Шел 1990 год, последние наши части вышли из Афганистана. С геройскими мечтами и красивой гибелью и моей фотокарточкой в сумочке у Марины дело не вышло. Танковый полк, в который я попал, так и остался в засаде у вражеской границы. «Красивого звонка» коварной дивчине, кинувшей меня в огненную бездну, не получалось. Все вышло скучней и даже позорней. Подвигом, что поднял бы меня на моральную высоту, и не пахло. А с медициной в полку, кстати, отлично справлялся фельдшер Кравчук, хитрый прохиндей, который всех устраивал и себя не забывал. Сначала он дружески пытался меня приобщить к радостям хищения казенного спирта, но процесс не пошел. Слава богу, мне хватило ума с ним не драться, мы мирно разделили сферы влияния.

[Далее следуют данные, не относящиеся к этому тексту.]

PR #258, opened 2023-01-15
Introduce progress reporting

aleclearmind:
This PR depends on [revng/llvm-project#21](https://github.com/revng/llvm-project/pull/21).

### DIFF
--- a/lib/Support/Progress.cpp
+++ b/lib/Support/Progress.cpp
@@ -1,0 +1,320 @@
+/// \file Progress.cpp
+/// \brief
+
+//
+// This file is distributed under the MIT License. See LICENSE.md for details.
+//
+
+#include <chrono>
+
+#include "llvm/Support/Mutex.h"
+#include "llvm/Support/Progress.h"
+
+#include "revng/Support/Debug.h"
+
+class TraceProgressListener : public llvm::ProgressListener {
+private:
+  std::error_code EC;
+
+  // TODO: consider buffering in thread-local buffers
+  llvm::sys::Mutex OutputMutex;
+  llvm::raw_fd_ostream Output;
+
+public:
+  static constexpr bool AllThreads = true;
+
+public:
+  TraceProgressListener(llvm::StringRef OutputPath) : Output(OutputPath, EC) {
+    revng_assert(!EC);
+    Output << "[\n";
+  }
+
+  ~TraceProgressListener() override { Output << "{}]\n"; }
+
+public:
+  void handleNewTask(const llvm::Task *T) override {
+    llvm::sys::ScopedLock Lock(OutputMutex);
+    emitEvent(T->name(), "task", "B");
+  }
+
+  void handleTaskCompleted(const llvm::Task *T) override {
+    llvm::sys::ScopedLock Lock(OutputMutex);
+    if (T->stepIndex() != -1) {
+      emitEvent(T->stepName(), "task", "E");
+    }
+    emitEvent(T->name(), "task", "E");
+  }
+
+  void handleTaskAdvancement(const llvm::Task *T,
+                             llvm::StringRef PreviousStepName) override {
+    llvm::sys::ScopedLock Lock(OutputMutex);
+    if (T->stepIndex() != 0)
+      emitEvent(PreviousStepName, "task", "E");
+    emitEvent(T->stepName(), "task", "B");
+  }
+
+  void emitEvent(llvm::StringRef Name,
+                 llvm::StringRef Category,
+                 llvm::StringRef Phase) {
+    Output << "{";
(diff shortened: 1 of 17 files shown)


lib/Support/Progress.cpp
```diff
@@ -0,0 +1,255 @@
...
+    LastStepName.pop_back();
+    emitEvent(T->name(), "task", "E");
+  }
+
+  void handleTaskAdvancement(const llvm::Task *T,
+                             llvm::StringRef NewStepName) override {
+    endStep();
+    emitEvent(NewStepName, "task", "B");
+    LastStepName.back() = NewStepName;
+  }
```
pfez, line 48: These three methods are advertised  in the sister llvm MR to be callable by multiple threads at the same time. 

If this happens, there are 3 issues:
- `emitEvent` does not guard against concurrent access to `Output` so you could end up printing garbled output;
- `LastStepName` is not guarded against concurrent access, so it could end up in invalid state.
- `endStep` is also not guarded against concurrent access, so it's not safe.

I think you should put a `llvm::sys::SmartRWMutex` in `TraceProgressListener` and use it to make this API safe for concurrent use.

pfez: BTW, all other `ProgressListeners` in this file have the same flaw.

aleclearmind: Yep, I'm aware. This is still WIP.

* `LastStepName` has to go. I changed the API on LLVM side so you no longer need it.
* My plan is to lock all writes to the output for `PlainProgressListener` and `TerminalBarsProgressListener` (once every 50ms). While I thinking of buffering output in thread-specific buffers for `TraceProgressListener`. The ratio is that the `PlainProgressListener` might be useful for debugging a crash, so delaying output is not helpful. `TerminalBarsProgressListener` is already amortized. `TraceProgressListener` is more for performance profiling than debugging stuff, so I think buffering the output is fine.

lib/Support/Progress.cpp
```diff
@@ -0,0 +1,255 @@
...
+  std::chrono::time_point<std::chrono::high_resolution_clock> LastDraw;
+
+public:
+  TerminalBarsProgressListener(llvm::raw_ostream &Output)
+    : Output(Output) {}
+
+public:
+  void handleNewTask(const llvm::Task *T) override {
+    if (T->stack().Tasks.size() > MaxProgressBars) {
+      ++MaxProgressBars;
```
pfez, line 134: :thinking: `MaxProgressBars` is not safe to be accessed concurrently. What happens if 2 threads call `handleNewTask` on the same listener concurrently?

lib/Support/Progress.cpp
pfez: It works for this listener, but in general all listeners that have internal state need to be built to be safe to be called concurrently.

lib/Support/Progress.cpp
aleclearmind: Please do not review this, this is draft and WIP, I still need to work out multi-threading details of these guys.

lib/Support/Progress.cpp
aleclearmind: I put a lock in front of `TraceProgressListener` and introduced a `bool` to state that the other listeners are interested in the main thread only, which bypasses the threading problem entirely.

lib/Support/Progress.cpp
```diff
@@ -0,0 +1,265 @@
...
+
+      auto MaybeStepsCount = Task->totalSteps();
+      if (MaybeStepsCount) {
+        auto StepsCount = *MaybeStepsCount;
+        revng_assert(Task->stepIndex() < StepsCount);
+
+        float Addendum = 0.0;
+
+        // auto *InnerTask = Stack.Tasks[I + 1];
+        // if (InnerTask->isSingleSubtask())
```
pfez, line 178: Leftover comment I guess.

lib/Support/Progress.cpp
```diff
@@ -0,0 +1,265 @@
...
+};
+
+static auto RTBPLCallback = callback(RegisterTerminalBarsProgressListener);
+
+static opt<bool> ProgressBars("progress", RTBPLCallback);
+
+static auto RegisterProgressPlain = callback([](const bool &Value) {
+  if (Value)
+    llvm::ProgressReport->registerListener<PlainProgressListener>(llvm::errs());
+});
```
pfez, line 263: Can't you make these regular functions instead of lambdas so that you can avoid the awkward `callback` dance?

aleclearmind: I'll double check but IIRC the caller explicitly uses `operator()` instead of performing a simple function call, so regular functions won't work.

Он расхищал спирт и, как я подозреваю, делился с начальством — я читал медицинские журналы, которые мой предшественник, ушедший на повышение, успел выписать, и мечтал о «высокой хирургии», а пока резал танкистам мозоли. Лучше было, наверное, погибнуть в бою, иногда в отчаянии думал я, чем деградировать как личность, потерять знания и квалификацию, все, к чему я так страстно стремился. Так что, если Кошелев мечтал о моей гибели, он ее получил, причем в самой позорной для меня форме.
Однако служба, жара, и надо как-то жить, да еще в этом азиатском аду на окраине туркменского городка. Убитый солнцем плац, чуть живые от зноя солдаты с кругами соли под мышками на гимнастерках.
При господствующей тогда доктрине рассредоточения войск на случай атомного удара все рассредоточено было так, что не доехать. До штаба дивизии, а тем более до госпиталя нашей сводной армии, где, говорят, даже лечили, добраться было нереально — да никто там меня и не ждал, — наверняка там были свои гении, мечтающие о настоящей работе. Постепенно, однако, я приходил в себя. Вообще-то делать, конечно, было что, хотя к медицине и тем более к хирургии это не имело прямого отношения. «Младший врач полка»! Но — старший уехал на усовершенствование, так что приходилось мне...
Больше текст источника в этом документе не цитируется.